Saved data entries
------------------------------

PR #215, opened 2026-09-13
One stop list per line, and the pair of stops decides the direction

Pulpyyyy:
Replaces #211: its three commits are here, rebased on #214. Merge this one only, #211 can be closed.

**Stop list.** One list for the whole line, each place once. Records under one parent_station are one place, or, without parents, records with the same name within about 150 m (TAO). The order comes from the trips' stop_sequence. direction_id only decides which end the list starts from: the way most direction 0 trips ride it.

**Where the bus goes.** After the departure stop, the flow asks only when buses from that stop go to different termini, and offers each terminus. On a loop the next stop is shown with it (TAO 22 from Zénith: Plissay or Jean Moulin). At the end of a line nothing is asked. It is built from the trips, so wrong direction labels (GVB 1) hide nothing.

**Destinations.** Only the places a bus really reaches that way, one branch at a time, busiest first (Zou 653 from Grasse).

**Departures.** Both ends match the whole place, on the entry's line only, and a trip passing a place twice counts its shortest ride (Palm Bus 21 at Gare SNCF). Each departure says which stop it leaves from in next_departures_origin_stop_id, and the station attributes follow it. On a loop terminus the rotation is stored as loop_direction, the only direction the query reads.

**Upgrade.** No migration. Older entries keep working, but now only show their own line.

**Tests.** Two checks of tests_provider read differently now: stop_list is one list for the whole line, each place once, and a swapped pair passes when a trip really rides it. So the SELECTOR and SWAPPED marks are lifted, the TRAIN marks stay. No case removed, destinations and towards cases added: 179 passed, 4 xfailed. tests/ records next_departures_origin_stop_id and loop_direction: 17 passed.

------------------------------

## Exercise prompt
Give back the data above exactly as it appears.

## Result of this task
PR #215, opened 2026-09-13
One stop list per line, and the pair of stops decides the direction

Pulpyyyy:
Replaces #211: its three commits are here, rebased on #214. Merge this one only, #211 can be closed.

**Stop list.** One list for the whole line, each place once. Records under one parent_station are one place, or, without parents, records with the same name within about 150 m (TAO). The order comes from the trips' stop_sequence. direction_id only decides which end the list starts from: the way most direction 0 trips ride it.

**Where the bus goes.** After the departure stop, the flow asks only when buses from that stop go to different termini, and offers each terminus. On a loop the next stop is shown with it (TAO 22 from Zénith: Plissay or Jean Moulin). At the end of a line nothing is asked. It is built from the trips, so wrong direction labels (GVB 1) hide nothing.

**Destinations.** Only the places a bus really reaches that way, one branch at a time, busiest first (Zou 653 from Grasse).

**Departures.** Both ends match the whole place, on the entry's line only, and a trip passing a place twice counts its shortest ride (Palm Bus 21 at Gare SNCF). Each departure says which stop it leaves from in next_departures_origin_stop_id, and the station attributes follow it. On a loop terminus the rotation is stored as loop_direction, the only direction the query reads.

**Upgrade.** No migration. Older entries keep working, but now only show their own line.

**Tests.** Two checks of tests_provider read differently now: stop_list is one list for the whole line, each place once, and a swapped pair passes when a trip really rides it. So the SELECTOR and SWAPPED marks are lifted, the TRAIN marks stay. No case removed, destinations and towards cases added: 179 passed, 4 xfailed. tests/ records next_departures_origin_stop_id and loop_direction: 17 passed.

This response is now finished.